If your horses arn't used to grass, you might want to get them used to it slowly and that's the only time I'd say you should limit their tim in a grass pasture to a few hours a day and slowly increase it to full time.

You might need blankets for winter, but if you're not clipping them, most horses can handle a lot of cold. It's water that's the problem and that makes them freeze, not usual cold. A good rug for when the horse is wet and needs to dry off and stay warm is really helpful. I've had times when Crow needed 4 rugs at once to keep warm! He had been really wet in a storm before we could get them back in..and it wasn't more than a little below freezing that day. He usually go ''naked'' in the pasture even when it's really cold. 

I guess that's all advice I have.. oh, one more; as much time in the pasture as possible. Horses arn't made to stand still in a stall for several hours and they don't sleep all night. Their bodys and minds need to move around and walk, or they'll get bored and migt get bad ''habits'' like chewing on everything, ''swallowing'' air and walk around, stressing their joints by walking too much in a small area.

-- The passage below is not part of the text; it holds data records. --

PR #4022, opened 2026-09-15
add support for SPV_INTEL_subgroup_bitcast_shuffle

bashbaug:
Adds support for the SPV_INTEL_subgroup_bitcast_shuffle extension, see:

https://github.com/KhronosGroup/SPIRV-Registry/pull/454

This currently uses "internal" support for the new enums added by this capability.  If preferred, we could wait for the headers PR for this extension to land first and then switch to the "official" support, but it might be better to land the "internal" support first and then switch over to the "official" support at some TBD date:

https://github.com/KhronosGroup/SPIRV-Headers/pull/634


test/extensions/INTEL/SPV_INTEL_subgroup_bitcast_shuffle/bitcast_shuffle.ll
```diff
@@ -0,0 +1,276 @@
...
+; CHECK-SPIRV-DAG: TypeVector [[#TV8I16:]] [[#TI16]] 8
+; CHECK-SPIRV-DAG: TypeVector [[#TV4I32:]] [[#TI32]] 4
+; CHECK-SPIRV-DAG: TypeVector [[#TV2I64:]] [[#TI64]] 2
+; CHECK-SPIRV-DAG: TypeVector [[#TV16I16:]] [[#TI16]] 16
+; CHECK-SPIRV-DAG: TypeVector [[#TV8I32:]] [[#TI32]] 8
+; CHECK-SPIRV-DAG: TypeVector [[#TV4I64:]] [[#TI64]] 4
+; CHECK-SPIRV-DAG: TypeVector [[#TV16I32:]] [[#TI32]] 16
+; CHECK-SPIRV-DAG: TypeVector [[#TV8I64:]] [[#TI64]] 8
+
+; CHECK-SPIRV: SubgroupBitcastShuffleINTEL [[#TI16]] {{.*}} {{[0-9]+}}
```
vmaksimo: If we check only return type, maybe we can simplify the checks
```suggestion
; CHECK-SPIRV: SubgroupBitcastShuffleINTEL [[#TI16]]
```

test/extensions/INTEL/SPV_INTEL_subgroup_bitcast_shuffle/bitcast_shuffle.ll
```diff
@@ -0,0 +1,276 @@
...
+; CHECK-SPIRV: SubgroupBitcastShuffleINTEL [[#TV16I16]] {{.*}} {{[0-9]+}}
+; CHECK-SPIRV: SubgroupBitcastShuffleINTEL [[#TV4I64]] {{.*}} {{[0-9]+}}
+; CHECK-SPIRV: SubgroupBitcastShuffleINTEL [[#TV16I16]] {{.*}} {{[0-9]+}}
+; CHECK-SPIRV: SubgroupBitcastShuffleINTEL [[#TV4I64]] {{.*}} {{[0-9]+}}
+; CHECK-SPIRV: SubgroupBitcastShuffleINTEL [[#TV8I32]] {{.*}} {{[0-9]+}}
+; CHECK-SPIRV: SubgroupBitcastShuffleINTEL [[#TV8I64]] {{.*}} {{[0-9]+}}
+; CHECK-SPIRV: SubgroupBitcastShuffleINTEL [[#TV16I32]] {{.*}} {{[0-9]+}}
+
+; CHECK-LLVM-LABEL: define spir_kernel void @test_16bit()
+; CHECK-LLVM: call spir_func i16 @{{.*SubgroupBitcastShuffleINTEL_Rushort.*}}(<2 x i8>
```
vmaksimo: We mostly use full mangled instruction name in the tests - would you mind updating the checks?
This might be helpful in cases we somehow change mangle behavior to catch the regressions
```suggestion
; CHECK-LLVM: call spir_func i16 @_Z43__spirv_SubgroupBitcastShuffleINTEL_RushortDv2_c(<2 x i8>
```

lib/SPIRV/SPIRVReader.cpp
```diff
@@ -4207,6 +4207,7 @@ Instruction *SPIRVToLLVM::transSPIRVBuiltinFromInst(SPIRVInstruction *BI,
   // Old opcodes, for backward compatibility.
   case internal::OpClampConvertFToFINTEL:
   case internal::OpClampStochasticRoundFToFINTEL:
+  case internal::OpSubgroupBitcastShuffleINTEL:
```
vmaksimo: does not seem to be an old opcode 🤔

test/extensions/INTEL/SPV_INTEL_subgroup_bitcast_shuffle/bitcast_shuffle.ll
bashbaug: Sounds good, fixed!

lib/SPIRV/SPIRVReader.cpp
bashbaug: Hah! Fixed.

test/extensions/INTEL/SPV_INTEL_subgroup_bitcast_shuffle/bitcast_shuffle.ll
bashbaug: Sure, I changed to the fully mangled names.

I admittedly kind of liked leaving off some of the mangling information, but I can see why having the fully mangled names in the test is valuable, and they're already in the LLVM IR source so may as well have them in the checks also...

vmaksimo (approved):
I'd postpone the backports till the Headers are actually updated, but don't mind merging this to main as is now

bashbaug:
> I'd postpone the backports till the Headers are actually updated

OK, interesting. This will mean that the backports rely on the latest headers. That should be fine, but I thought it could be preferable to keep the internal support for backports and therefore work with older headers.

If we'd prefer to wait for the headers support for the backports instead, let's just hold off merging this to the main branch until the header changes have been merged, then we won't need to worry about cleaning up the internal support later.

vmaksimo:
> I thought it could be preferable to keep the internal support for backports and therefore work with older headers

I believe it doesn't matter much. Just if we wait, we'd be able to move the headers tag on every release branch with the backport PRs and avoid later cherry-picking of "switch to official headers instead of internal one" work.

bashbaug:
> Just if we wait, we'd be able to move the headers tag on every release branch with the backport PRs and avoid later cherry-picking of "switch to official headers instead of internal one" work

Gotcha, works for me. I'm hoping that the header support will land soon, in which case I'm fine waiting and switching to the official support. I'll mark this as "draft" so it doesn't get accidentally merged before then.

bashbaug:
I bumped the tag and switched to the support in the upstream headers, so I think this is ready to go now.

Make the pasture interesting too to invite movement


----------



## horseluver50 (Mar 19, 2009)

Thank you for the information 
helped soo much!

So, for one horse.. about 1000 pound round bale will last 1.5 months?
In small bales (rectangle) about 50 pound bales.. would those last about 3 days?


About the gelding.. If we got a vet to look at the mare, would it cost the same amount to get him checked?
Also, would the vet know if he has worms?


----------



## horseluver50 (Mar 19, 2009)

that was for vidaloco 

I am reading urs right now zab


----------



## Zab (Oct 4, 2008)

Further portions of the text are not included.